Even after more than thirty-six hours, she was still raw and bleeding in places inside of her that had been scabbed over for years. He must have sensed it, because he allowed her to retreat into the snug, safe corner of her mind she’d created long ago to cope when things went sideways. He only spoke to her in gentle tones to warn her of some obstacle in their path as they walked, or instruct her on the finer points of forest living, like how to use a handful of foaming berries and a macerated twig to brush her teeth, or how to funnel rainwater from the curved leaves of trees when she was thirsty. Last night, when she’d awoken screaming from another nightmare, he’d only squeezed her into the hard warmth of his chest until she stopped trembling, then released her and stared silently out into the vast emerald darkness, never speaking a word at all.
Now, after a week of sailing the ocean and trudging through wilderness and forging a kind of bizarre, backward alliance based on blurted honesties, silences that should have been uncomfortable but were companionable instead, and the knowledge they’d already forced one another to re-examine some of their sacrosanct beliefs, they stood together in the soft sapphire aftermath of twilight, looking down into the wide, misted bowl of an emerald valley wherein Hawk said his colony lay.

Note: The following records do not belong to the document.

PR #4882, opened 2025-03-03
Rust: Safe Api for callbacks

youyuanwu:
## Description
Use Rust Fn and FnMut for user callback function or closure, so user no longer need to use unsafe extern C function and managing callback context ptr.
Added macro to define common HandleRef type, and set get context functions to reduce code duplication.

## Testing
Modified the existing test callbacks to use the new APIs.

## Documentation
NA

### DIFF
--- a/src/rs/lib.rs
+++ b/src/rs/lib.rs
@@ -623,11 +623,6 @@ pub struct Stream {
 unsafe impl Sync for Stream {}
 unsafe impl Send for Stream {}
 
-/// Same as Stream but does not own the handle.
-/// Only used in callback wrapping where handle
-/// should not be closed by default.
-pub struct StreamRef(Stream);
-
 impl From<QuicPerformanceCountersParam> for QuicPerformanceCounters {
     fn from(value: QuicPerformanceCountersParam) -> Self {
         Self {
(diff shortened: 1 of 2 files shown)


src/rs/lib.rs
```diff
@@ -1000,6 +1091,7 @@ impl Connection {
             unsafe {
                 Api::ffi_ref().ConnectionClose.unwrap()(self.handle);
             }
+            self.clear_ctx_if_present();
```
youyuanwu, line 1094: This call is causing segfault on linux.
The problem seems to be that GetContext before ConnectionClose call returns the correct context ptr value, but after ConnectionClose call it returns a garbage ptr value. Ctx cleanup code tries to convert the garbage ptr value back to Rust Box and then drop the memory and hit segfault. This behaviour does not manifest on windows.
I ran valgrind and did not find mem corruption before this segfault is hit.
Is GetContext after ConnectionClose well defined? @nibanks

nibanks: Treat `ConnectionClose` like `delete` for the connection. You cannot call anything on it afterwards. The underlying platforms _migh_ manage the memory a bit differently, or have lingering reference counts internally for a bit, but you cannot depend on that.

src/rs/lib.rs
```diff
@@ -950,30 +1007,64 @@ impl Default for Connection {
...
-    /// ffi type and the context ptr makes this function unsafe.
-    pub fn open(
-        &mut self,
-        registration: &Registration,
-        handler: ffi::QUIC_CONNECTION_CALLBACK_HANDLER,
-        context: *const c_void,
-    ) -> Result<(), Status> {
+    pub fn open<F>(&mut self, registration: &Registration, handler: F) -> Result<(), Status>
+    where
+        F: FnMut(ConnectionRef, ConnectionEvent) -> Result<(), Status> + 'static,
```
guhetier, line 1050: Isn't the lifetime of the connection enough here? Callbacks will likely have a context with a limited lifetime.

src/rs/lib.rs
```diff
@@ -1479,11 +1596,7 @@ mod tests {
         );
 
         let mut connection = Connection::new();
-        let res = connection.open(
-            &registration,
-            Some(test_conn_callback),
-            &connection as *const Connection as *const c_void,
-        );
+        let res = connection.open(&registration, test_conn_callback);
```
guhetier, line 1599: It would be interesting to keep a test that provide some context (since any non-trivial application would need to), to make sure it is correctly handled through Rust lifetime validation + unsafe code. A counter for the number of calls could be an easy one.

youyuanwu: I have a full server client test in another branch. Will make it to main soon.

src/rs/lib.rs
```diff
@@ -1423,7 +1561,7 @@ mod tests {
             } => {
                 println!("Stream shutdown complete: {connection_shutdown} {app_close_in_progress} {connection_shutdown_by_app} {connection_closed_remotely} {connection_error_code} {connection_close_status}");
                 // Attach to stream for auto close handle.
-                unsafe { Stream::from_raw(stream) };
+                unsafe { Stream::from_raw(stream.as_raw()) };
```
youyuanwu, line 1564: The only uncertainty I have for this PR is this line.
Ctx is dropped at this line, but the code of execution is inside the callback. This means the current function/closure has already been dropped after this line, and the function has not returned yet. Is this UB?
But naively thinking, after this line if code does not access any closure variables (already dropped), the code is ok. Because the stack is still present, and the remaining function call instruction is just propagating return value to upper stack frame.
But I still worry this is UB (undefined behaviour).

src/rs/lib.rs
youyuanwu: Added the full server client test in this PR.

src/rs/lib.rs
nibanks: So, how do we resolve this uncertainty? Can we test it?

src/rs/lib.rs
guhetier: Right, but isn't `'static` here requiring that the handler has a static lifetime? Why not use the lifetime of `self`?

src/rs/lib.rs
```diff
@@ -804,30 +877,64 @@ impl Default for Connection {
     }
 }
 
+// Remarks on Rust callback in general:
+// Callback function or closure is set to msquic handle context of type `*mut Box<TCallback>>`.
+// We cannot use type `*mut TCallback` because dyn trait cannot be converted to a pointer directly.
```
jrahman, line 882: Issue here being that `&dyn Trait` is implemented as a 'fat pointer' with a pointer to both the underlying impl along with the vtable for that impl's implementation of the trait. So a single 8 byte pointer won't hold the 16 byte 'fat pointer'

src/rs/lib.rs
youyuanwu: Ideally it should be lifetime of self. But Box<ConnectionCallback> cannot be annotated with lifetime. Maybe it is possible somehow or maybe more unsafe trick is needed. It can be a future improvement.

src/rs/lib.rs
youyuanwu: The test executes this path and it seems to work, but I think this is UB, the test runs but there is no guarantee from compiler this will work in the future, or under certain optimizations.
We can document that closing handle inside the callback is not safely supported in rust, and user wishing to do so needs to do proper testing for the UB, or use unsafe to extract the ctx and clean it up outside the callback.
In practice closing the handle in the callback might not be a prevalent use case.

nibanks (dismissed):

nibanks (approved):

“What are the three things?” Jack’s voice was as low and solemn as his.
He was examining the landscape below the hill they were about to descend with eyes so focused and predatory she thought briefly his nickname was exactly apropos. A raptor’s gaze held just that kind of p
iercing, hungry keenness.
“First and most important, the Alpha is always right. No matter what, no questions asked.”
“The Alpha,” she repeated, unsure. “How will I know which one is the Alpha?”
His lips quirked. “Trust me, you’ll know.”
Adrenaline threaded along her nerve endings like a barbed, creeping vine, lifting all the tiny hairs on the back of her neck. “Second?”
“Second, you’re only here to observe. Opinions won’t be welcome, and you might find yourself missing your tongue if you say the wrong thing. Females don’t have quite the . . .” He searched for a word, then tried a different tack. “Let’s just say the feminist movement hasn’t reached the rainforest.” His eyes, electric green even in darkness, met hers. “Yet.”
“Got it. You’re all a bunch of tongue-chopping Archie Bunkers.”
His smile soured. “Not all, no. But enough for it turn deadly if, for instance, Gloria Steinem showed up and started burning bras.”
Deadly? Her mouth went dry. “Duly noted. Mum’s the word. And third?”
The smile vanished. When he again spoke, her heart began to flutter like a hummingbird’s at the ominous tone in which they were spoken.
“Don’t go anywhere without me. Especially at night.”
They stared at each other. Off on the distant horizon, a full moon crested a range of rolling black hills and spread her pallid glow over the treetops.
“Tell me they’re not going to hurt me,” she said, carefully watching his face. “Tell me I’m going to get out of this alive.”
He turned to her and looked down on her from his full, imposing height, his manner as intense as the look in his eyes. “No one is going to hurt you,” he insisted with vehemence. “Anyone who’s stupid enough to even look at you the wrong way will have to deal with me.”
That protectiveness again. That freely offered—and undeserved—shielding from harm.
Why would he defend her against his own kind, after what she’d written, after how she’d argued for war against them, after all she’d done? He’d said he was responsible for her safety . . . but was there more to it than that?
Do I want there to be?
After a moment of fraught indecision in which she debated the merits of opening this particular can of worms, Jack said, “I thought you thought I was a bigot.”
He answered softly, “I thought you thought I was a lying, scheming, underhanded son of a dung beetle.”
The air all around them breathed with the lush music of the rainforest. Frogs croaked. Insects whirred. Mammals chirped or called or howled. Everything smelled of nighttime and wildness, and the space between them was palpably alive. Jack felt on the verge of something vast and bottomless, a weightless, sightless sensation of falling or flying blindfolded, of jumping into impenetrable blackness and having it swallow her whole.
Why do you make me feel like this?
Why is it when I look into your eyes I feel . . . free?
“I do think you’re a lying, scheming, underhanded son of a dung beetle,” Jack agreed, letting him see the truth of it in her unguarded gaze. “I hate that you tricked me. I hate that you used me.” She hesitated, then went on, smaller; emotion constricting her voice. “I hate that I liked it so much.”
He said her name, his eyes as soft as his voice.
“I hate that I could have looked back on that night with only good memories—amazing memories—and now I can only look back and see one more betrayal.”
She’d wounded him. She saw it in the way he stiffened, in the way his glittering eyes reflected back sorrow and shame. For a moment she was brilliantly, blindingly glad she’d hurt him. For a moment it was enough that she wasn’t the only one in pain.